What you will do: The listing below should be written out exactly; please include all of it.

Information:
PR #165, opened 2026-07-03
lockfile: relocate to top-level avocado.lock

mobileoverlord:
## Summary

Promotes the lock file from `.avocado/lock.json` to a top-level, committed
`avocado.lock` (like `Cargo.lock` / `flake.lock`). This frees `.avocado/` to be
a purely-scratch, gitignored directory.

## Details

- `LockFile::get_path` now returns `<src>/avocado.lock`; a new `legacy_path()`
  points at the old `.avocado/lock.json`.
- `LockFile::load` migrates an existing legacy lock to the new path on first
  read (version-migrate → write `avocado.lock` → remove the old file), so
  existing projects upgrade transparently.
- `save` merges any legacy on-disk state before writing.
- connect upload / save / load resolve the lock via `get_path` with a legacy
  fallback, and the save/load bundle now carries `avocado.lock`.
- `init` gitignores the whole `.avocado/` scratch dir while keeping
  `avocado.lock` tracked.

## Testing

- Added a legacy → top-level migration test; updated the path assertion.

### DIFF
--- a/src/commands/init.rs
+++ b/src/commands/init.rs
@@ -848,26 +848,45 @@ impl InitCommand {
                 format!("Failed to read existing '{}'", gitignore_path.display())
             })?;
 
-            // Check if .avocado-state is already in the .gitignore
-            if !existing_content.contains(".avocado-state") {
-                // Append to existing .gitignore
+            // Ensure both the legacy state file and the `.avocado/` scratch dir
+            // are ignored. `avocado.lock` is intentionally NOT ignored — it's a
+            // tracked, committed pin file (like Cargo.lock).
+            //
+            // Match whole lines (trimmed), not substrings: a substring test would
+            // treat a pre-existing `.avocado/lock.json` line as already covering
+            // `.avocado/` (so the broad scratch ignore is never added), and a bare
+            // `.avocado` entry would both fail a `.avocado/` substring test and be
+            // double-appended.
+            let existing_lines: std::collections::HashSet<&str> =
+                existing_content.lines().map(str::trim).collect();
+            let mut to_add = String::new();
+            if !existing_lines.contains(".avocado-state") {
+                to_add.push_str(".avocado-state\n");
+            }
+            if !existing_lines.contains(".avocado/") {
+                to_add.push_str(".avocado/\n");
+            }
+            if !to_add.is_empty() {
                 let mut updated_content = existing_content;
                 if !updated_content.ends_with('\n') {
                     updated_content.push('\n');
                 }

Response area:
PR #165, opened 2026-07-03
lockfile: relocate to top-level avocado.lock

mobileoverlord:
## Summary

Promotes the lock file from `.avocado/lock.json` to a top-level, committed
`avocado.lock` (like `Cargo.lock` / `flake.lock`). This frees `.avocado/` to be
a purely-scratch, gitignored directory.

## Details

- `LockFile::get_path` now returns `<src>/avocado.lock`; a new `legacy_path()`
  points at the old `.avocado/lock.json`.
- `LockFile::load` migrates an existing legacy lock to the new path on first
  read (version-migrate → write `avocado.lock` → remove the old file), so
  existing projects upgrade transparently.
- `save` merges any legacy on-disk state before writing.
- connect upload / save / load resolve the lock via `get_path` with a legacy
  fallback, and the save/load bundle now carries `avocado.lock`.
- `init` gitignores the whole `.avocado/` scratch dir while keeping
  `avocado.lock` tracked.

## Testing

- Added a legacy → top-level migration test; updated the path assertion.

### DIFF
--- a/src/commands/init.rs
+++ b/src/commands/init.rs
@@ -848,26 +848,45 @@ impl InitCommand {
                 format!("Failed to read existing '{}'", gitignore_path.display())
             })?;
 
-            // Check if .avocado-state is already in the .gitignore
-            if !existing_content.contains(".avocado-state") {
-                // Append to existing .gitignore
+            // Ensure both the legacy state file and the `.avocado/` scratch dir
+            // are ignored. `avocado.lock` is intentionally NOT ignored — it's a
+            // tracked, committed pin file (like Cargo.lock).
+            //
+            // Match whole lines (trimmed), not substrings: a substring test would
+            // treat a pre-existing `.avocado/lock.json` line as already covering
+            // `.avocado/` (so the broad scratch ignore is never added), and a bare
+            // `.avocado` entry would both fail a `.avocado/` substring test and be
+            // double-appended.
+            let existing_lines: std::collections::HashSet<&str> =
+                existing_content.lines().map(str::trim).collect();
+            let mut to_add = String::new();
+            if !existing_lines.contains(".avocado-state") {
+                to_add.push_str(".avocado-state\n");
+            }
+            if !existing_lines.contains(".avocado/") {
+                to_add.push_str(".avocado/\n");
+            }
+            if !to_add.is_empty() {
                 let mut updated_content = existing_content;
                 if !updated_content.ends_with('\n') {
                     updated_content.push('\n');
                 }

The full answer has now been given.